整った顔立ちだが、そこに僕を不快にさせる表情が乗る。気がする。僕だけかもしれない。木村はモテる。モテるけど彼女はいない。彼女がいないどころか、女子とはあまり話さず僕のところに来る。そうすると木村のファンも僕のところにこぞって来る。それが返って僕のコンプレックスを擽る。

木村は彼女もいなければ部活もやらず、高校近くにあるコンビニのアルバイトに精を出していた。そんなに稼いで何に使うんだろう。僕はアルバイトもしていない。何もしたくない。

以前、なんでモテるのに彼女を作らないのかと訊ねたことがあった。
「告白されたってことは、俺はまず相手にピンときていない証拠で、俺はピンとくる人に自分から告白して付き合いたい」とか、それらしい事を抜かしてきた。ふざけろ。
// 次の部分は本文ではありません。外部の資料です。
PR #1131, opened 2024-05-01
Fix Editing Multiple Forms

danworth:
When draft questions are created they are separated by their form_id and user_id. The `clear_draft_questions_data` was originally deleting all draft forms for the user regardless of the form they were associated with. This commit:
1. when clearing draft forms it clears them for the current form and user only.
2. moves the `clear_draft_questions_data` function and the `before_action` call into the PagesController to which it is more closely related. This should help future understanding and avoids users inadvertently clearing draft questions when visiting other pages unrelated to draft questions in another tab.

The above is done in a single commit. Attempting to introduce the form_id into the condition of `clear_draft_question_data` whilst it remains in the `ApplicationController` would require wide spread changes to tests to mock the active resource for getting the form. It doesn't seem valuable to do this when the intention is to move it to the PagesController immediately afterwards.

Trello card: https://trello.com/c/ELMRrABD/382-end-to-end-test-locking
https://trello.com/c/EVSrkyxX/1518-fix-parallel-end-to-end-tests

**First problem:** Allows the same user to edit multiple forms by clearing draft questions by user and form id. Essentially the problem was:
1. Add a question to form 1
2. In another tab add a question to form 2. this invoked `clear_draft_question_data` clearing all draft questions for the user, including the draft question above for form 1 because it didn't consider the form_id.
4. Go back to the first tab and the state has been lost, so attempting to progress throws various errors depending on the next page but one of them is `No answer type set for draft question (RuntimeError)`

**Second problem:** Allows users to visit non PageController pages without inadvertently clearing draft questions. This is achieved by moving the `clear_draft_question_data` into the PagesController rather than it being invoked in the ApplicationController on almost all pages. I also believe this helps with comprehension since the clearing draft questions is the responsibility of the PagesController.
1. Add a question to form 1
2. In another tab visit almost any other page which invoked `clear_draft_question_data`
3. Go back to the first tab and the state has been lost, so attempting to progress throws various errors depending on the next page but one of them is `No answer type set for draft question (RuntimeError)`

I've tested this locally and deployed to dev whilst running multiple e2e tests at once (previous to this change those tests threw the errors seen during deployments).

image

I don't think there is ever a need to clear all draft questions without knowing the form so I have not kept that but I'm open to opinions; I don't think you can get the pages controller without being signed in and referencing a particular form. **Are there any nasty edge cases lurking here?**

### DIFF
--- a/app/controllers/application_controller.rb
+++ b/app/controllers/application_controller.rb
@@ -11,8 +11,6 @@ class ApplicationController < ActionController::Base
 
   default_form_builder GOVUKDesignSystemFormBuilder::FormBuilder
 
-  before_action :clear_draft_questions_data
-
   add_flash_types :success
 
   rescue_from ActiveResource::ResourceNotFound do
@@ -55,10 +53,6 @@ class ApplicationController < ActionController::Base
     payload[:page_id] = params[:page_id] if params[:page_id].present?
     payload[:session_id_hash] = Digest::SHA256.hexdigest session.id.to_s if session.exists?
     payload[:trace_id] = request.env["HTTP_X_AMZN_TRACE_ID"].presence
-  end
-
-  def clear_draft_questions_data
-    current_user.draft_questions.destroy_all if current_user.present?
   end
 
   def set_request_id
--- a/app/controllers/pages_controller.rb
+++ b/app/controllers/pages_controller.rb
@@ -1,6 +1,6 @@
 class PagesController < ApplicationController
   before_action :check_user_has_permission
-  skip_before_action :clear_draft_questions_data, except: %i[index move_page]
+  before_action :clear_draft_questions_data, only: %i[index move_page]
   after_action :verify_authorized
 
   def index
@@ -29,6 +29,10 @@ class PagesController < ApplicationController
   end
 
 private
+
+  def clear_draft_questions_data
+    DraftQuestion.destroy_by(form_id: current_form.id, user_id: current_user.id) if current_user.present? && current_form.present?
+  end
 
   def check_user_has_permission
     authorize current_form, :can_view_form?
--- a/app/controllers/heartbeat_controller.rb
+++ b/app/controllers/heartbeat_controller.rb
@@ -1,5 +1,5 @@
 class HeartbeatController < ApplicationController
-  skip_before_action :authenticate_and_check_access, :check_maintenance_mode_is_enabled, :clear_draft_questions_data, :redirect_if_account_not_completed
+  skip_before_action :authenticate_and_check_access, :check_maintenance_mode_is_enabled, :redirect_if_account_not_completed
 
   def ping
     render(body: "PONG")
--- a/spec/controller/application_controller_spec.rb
+++ b/spec/controller/application_controller_spec.rb
@@ -63,23 +63,6 @@ describe ApplicationController, type: :controller do
     end
   end
 
-  describe "#clear_draft_questions_data" do
-    let(:user) { create(:user) }
-
-    it "destroys draft questions when user is present" do
-      allow(controller).to receive(:current_user).and_return(user)
-      create_list(:draft_question, 3, user:)
-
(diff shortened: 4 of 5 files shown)


app/controllers/pages_controller.rb
```diff
@@ -1,6 +1,6 @@
 class PagesController < ApplicationController
   before_action :check_user_has_permission
-  skip_before_action :clear_draft_questions_data, except: %i[index move_page]
+  before_action :clear_draft_questions_data, only: %i[index move_page]
```
lfdebrux, line 3: I like this change, it is easier to understand for me. I'm pretty sure it means the same thing now you've moved the action method?

lfdebrux (approved):
Thanks for looking at this @danworth!

I like where you're going with this, it certainly does feel more predictable. There are some edge cases I can think of, but I think they were edge cases already 😂 I think what you've got has got to be an improvement.

app/controllers/pages_controller.rb
danworth: I think its clearer to me, but there is a change in when the `clear_draft_questions_data` is invoked which I would welcome you're opinion on. 

When it was in the ApplicationController is was being invoked whenever a user visited almost any page (it was excluded in the heartbeat controller). This I believe was causing a problem mentioned above under "second problem". If a user was editing a question and happened to visit any other page in another tab it would clear the draft question they were working on which doesn't seem right and I think causes some of the [draft question exceptions](https://govuk-forms.sentry.io/issues/4200026265/?project=6576190). It makes sense to me that we only clear draft questions, when they save their question, visit the new method (or as it was also on `move_page`, not sure why but that was already there). It's also clearer to me to have this in the pages controller because that's its concern. It was confusing when I looked at it originally in the ApplicationController and wondering why we're clearing draft questions on very unrelated pages, like viewing the MOU for example.

To be honest, I would err towards that we explicitly call `clear_draft_questions_data` from the appropriate controller methods when there are few specific reasons to call it (unlike ensuring authentication which is wide spread and safer to `before_action` as the ApplicationController level). We currently have a mix because we call it explicitly in the update questions (https://github.com/alphagov/forms-admin/blob/main/app/controllers/pages/questions_controller.rb#L48). This to me is simpler to understand what that controller method does, but using the `before_action` with `only` seems the more Railsy way :)

app/controllers/application_controller.rb
```diff
@@ -11,8 +11,6 @@ class ApplicationController < ActionController::Base
 
   default_form_builder GOVUKDesignSystemFormBuilder::FormBuilder
 
-  before_action :clear_draft_questions_data
```
SamJamCul, line 14: I did work on this a bit with @aliuk2012 , this may have been here as a legacy from a time when incomplete questions were stored in the session, so we were a lot more concerned about storing an indefinite amount of stuff.

app/controllers/pages_controller.rb
lfdebrux: Sorry, yes, I meant it's the same within the PagesController class and subclasses. I agree there's not much need to clear the draft question in pages that aren't related to editing a particular form. We could end up with some storage leaking over time, but I don't think it would be that much of an issue (famous last words).

Personally I'm not too bothered either way about using `before_action` or not, but googling for 'ruby rails when not to use before_action' suggests that there a different schools of thought out there...

danworth: yeah I'm happy to leave it with `before_action` if that's the norm. Ok to revolve this conversation?

lfdebrux: Resolved :D

thomasiles (approved):
Nice! This is a bit of a scary change but I don't think there are any situations where clearing the draft question outside of the pages mattered.

There will be differences but I think they are all good. Draft questions will now persist between login sessions, but I think thats better.

I can't find anything thats broken testing it locally.

🏅

PR #1133, opened 2024-05-02
Remove success banners for trial groups

stephencdaly:
We don't want to show success banners for trial groups, as we already display a notification banner when a group is in trial mode and we do not multiple banners. So:

- don't display a banner when a group is created
- only display a banner when the group's name is changed if the group is active.

Updated the content for success banner when the name is changed.

Trello card: https://trello.com/c/KUmN1mEt/1695-update-new-group-page-and-edit-group-name-page-to-match-designs

### DIFF
--- a/app/controllers/groups_controller.rb
+++ b/app/controllers/groups_controller.rb
@@ -37,7 +37,7 @@ class GroupsController < ApplicationController
     authorize @group
 
     if @group.save
-      redirect_to @group, success: t("groups.success_messages.create")
+      redirect_to @group
     else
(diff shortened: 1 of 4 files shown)


DavidBiddle (approved):

DavidBiddle (approved):

stephencdaly (commented):
Even thought I created the PR, @DavidBiddle picked it up to merge. I then spotted an issue with a factory trait I added which he fixed. I can confirm this is good to merge ✅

そんな風に考えを巡らせていたら、そこに吉井が通り掛かる。しめた。
僕は言った。
「吉井、パンデサルって知ってる?」

吉井はスマホから顔を上げると、
「知らないけど…どこかの国の塩パンとかじゃない?」
「どうしてだよー!!!」
木村が某俳優の様な叫び声を上げて卓上に崩れ落ちる。
ざまぁみろ。

吉井は口数も少なく、いつもスマホとお友達なのだが、話し掛ければ普通に話す。そしてこいつの凄い点は、やたらと勘が良いところなのだ。

「ちなみになんで分かったの?」
僕が訊ねる。
「パンデサルだから、パンはパンとしてサルはソルトっぽいから。まぐれだよ」
まぐれとは言いつつ、吉井を木村クイズに巻き込んだ時の正答率は100パーセントだ。

その流れで珍しく吉井も一緒に帰路についた。
「吉井は普段スマホで何見てるの?」
吉井は意外そうな顔でこちらを見る。そんなこと訊かれるとは思ってもいなかったのだろう。
「官能小説」
処理が追いつかず、一呼吸置いてから木村の方を見る。
木村も衝撃を隠せない様子でいる。
「お前むっつりかよ!!官能小説読んでんの!?しかも今時官能小説って」
木村が吉井を冷やかし始める。
吉井は変わらぬトーンで答えた。
「いや、読んでない。書いてる」
こちらが先程の衝撃を逃しきれていない内に2発目を投下され、そのダメージは我々の脳髄まで到達した。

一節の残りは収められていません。